### [Your goal]
Pick each line containing "None" out of the records.

### [Information]
PR #111, opened 2025-02-21
rv upgrade + rv plan --upgrade

wes-a2ai:


src/main.rs
```diff
@@ -33,9 +33,15 @@ pub enum Command {
     /// Returns the path for the library for the current project/system
     Library,
     /// Dry run of what sync would do
-    Plan,
+    Plan {
+        #[clap(short, long)]
+        upgrade: bool
```
weswc, line 39: Don't know if these should be flags on the command or cli level. Can see wanting `--upgrade` in add/remove/edit in the future, so maybe wouldn't be a bad move, just put them here as a starting point

src/lockfile.rs
```diff
@@ -378,6 +378,10 @@ impl Lockfile {
         None
     }
 
+    pub fn remove_packages(&mut self, packages: Vec<&str>) {
+        self.packages.retain(|p| !packages.contains(&p.name.as_str()));
```
Keats: I think you will need to remove their dep tree as well?

src/main.rs
Keats: Definitely on the command level

src/main.rs
```diff
@@ -87,9 +97,13 @@ fn resolve_dependencies(context: &CliContext) -> Vec<ResolvedDependency> {
     resolution.found
 }
 
-fn _sync(config_file: &PathBuf, dry_run: bool, has_logs_enabled: bool) -> Result<()> {
+
+fn _sync(config_file: &PathBuf, dry_run: bool, has_logs_enabled: bool, upgrade: Option<Vec<&str>>) -> Result<()> {
```
Keats: Option<Vec<&str>> is the same as an empty Vec so dump the option

weswc: Currently, there is a difference:

* None => No upgrade to be performed
* Some(empty Vec) => full upgrade
* Some(Vec with values) => upgrade only those packages

In its current state, `rv upgrade --packages ggplot2` will set the upgrade vec to be `Some(vec!["ggplot2"])` where the "ggplot2" entry is removed from the lockfile. `rv upgrade` sets the upgrade vec to be `Some(Vec::new())` and that indicates we should act like there is no lockfile

Should I make an upgrade enum instead of adopting the use of Option? i.e.
```
enum Upgrade {
    Full,
    Partial(Vec<String>),
    None,
}
```

Keats: What does a None upgrade mean? Otherwise enum seem better to convey the intent

weswc: Just no upgrade. i.e. in the case of `rv sync`, upgrade would be Upgrade::None (or Upgrade::NoUpgrade if you prefer)

Keats: Something like

```
enum SyncMode {
   Default,
   FullUpgrade,
   PartialUpgrade(Vec<String>)
}
```
might be clearer

example_projects/package-upgrade/rproject.toml
```diff
@@ -1,7 +1,9 @@
 [project]
 # Note: do not update the lockfile from this project since we're testing whether an upgrade
 # (eg with the new- repos) will pick up all the news dependencies
-name = "upgrade"
+# `rv sync` should fail to resolve all dependencies
+# `rv upgrade` and `rv upgrade pmplots` should pass
```
Keats: Hmm I'm planning to test all those example projects in CI so having some failing for sync is not ideal

src/lockfile.rs
```diff
@@ -378,6 +378,15 @@ impl Lockfile {
         None
     }
 
+    pub fn remove_packages(&mut self, packages: Vec<String>, dep: Option<&ConfigDependency>) {
+        for name in packages {
+            let clone = self.clone();
+            let tree = clone.get_package_tree(&name, dep);
+            self.packages.retain(|p| !tree.contains(p.name.as_str()));
+        }
+        // self.packages.retain(|p| packages.contains(&p.name));
```
Keats: it can be removed

src/lockfile.rs
```diff
@@ -378,6 +378,15 @@ impl Lockfile {
         None
     }
 
+    pub fn remove_packages(&mut self, packages: Vec<String>, dep: Option<&ConfigDependency>) {
+        for name in packages {
+            let clone = self.clone();
```
Keats: that's probably wrong, you're cloning the whole lockfile for every single package listed?

src/lockfile.rs
```diff
@@ -378,6 +378,15 @@ impl Lockfile {
...
+            let tree = clone.get_package_tree(&name, dep);
+            self.packages.retain(|p| !tree.contains(p.name.as_str()));
```
Keats: You can end up in a position where the lockfile is not correct by doing that: you might have removed a dependency another package depends on.
I'm not entirely sure what's the best thing to do there: remove it and let the resolver do its job , try to keep the current version by keeping it in the lockfile or try to do both and compare the versions.

src/main.rs
```diff
@@ -168,11 +191,25 @@ fn try_main() -> Result<()> {
             let context = CliContext::new(&cli.config_file)?;
             println!("{}", context.library_path().display());
         }
-        Command::Plan => {
-            _sync(&cli.config_file, true, cli.verbose.is_present())?;
+        Command::Plan { upgrade } => {
+            let upgrade = match upgrade {
+                true => SyncMode::FullUpgrade,
+                false => SyncMode::Default,
+            };
```
Keats, line 207: in that case if/else is probably shorter/more readable

src/lockfile.rs
weswc: I think I will just remove PartialUpgrade from this PR. We can revisit it later

src/main.rs
```diff
@@ -88,9 +103,14 @@ fn resolve_dependencies(context: &CliContext) -> Vec<ResolvedDependency> {
     resolution.found
 }
 
-fn _sync(config_file: &PathBuf, dry_run: bool, has_logs_enabled: bool) -> Result<()> {
+
+fn _sync(config_file: &PathBuf, dry_run: bool, has_logs_enabled: bool, sync_mode: SyncMode) -> Result<()> {
```
Keats, line 107: maybe we should use enums rather than bools for dry_run/has_logs enabled

weswc: Do you have ideas for how you want that to be? And if so, should that be a part of this PR?

Keats: No sorry I didn't mean to block the PR, just thinking it's something we should fix eventually

Issue #116, opened 2025-02-23
R.bat --version on windows returns output to stderr causing failure


dpastoor:
adding some debug logs:

```
[src\r_cmd.rs:212:9] &r_cmd = "R.bat"
[src\r_cmd.rs:219:13] &output = Output {
    status: ExitStatus(
        ExitStatus(
            0,
        ),
    ),
    stdout: "",
    stderr: "R version 4.4.2 (2024-10-31 ucrt) -- \"Pile of Leaves\"\r\nCopyright (C) 2024 The R Foundation for Statistical Computing\r\nPlatform: x86_64-w64-mingw32/x64\r\n\r\nR is free software and comes with ABSOLUTELY NO WARRANTY.\r\nYou are welcome to redistribute it under the terms of the\r\nGNU General Public License versions 2 or 3.\r\nFor more information about these matters see\r\nhttps://www.gnu.org/licenses/.\r\n\r\n",
}
Could not find specified version (4.4)
```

### [Answer to the problem]
         None
* None => No upgrade to be performed
    None,
Keats: What does a None upgrade mean? Otherwise enum seem better to convey the intent
weswc: Just no upgrade. i.e. in the case of `rv sync`, upgrade would be Upgrade::None (or Upgrade::NoUpgrade if you prefer)
         None
         None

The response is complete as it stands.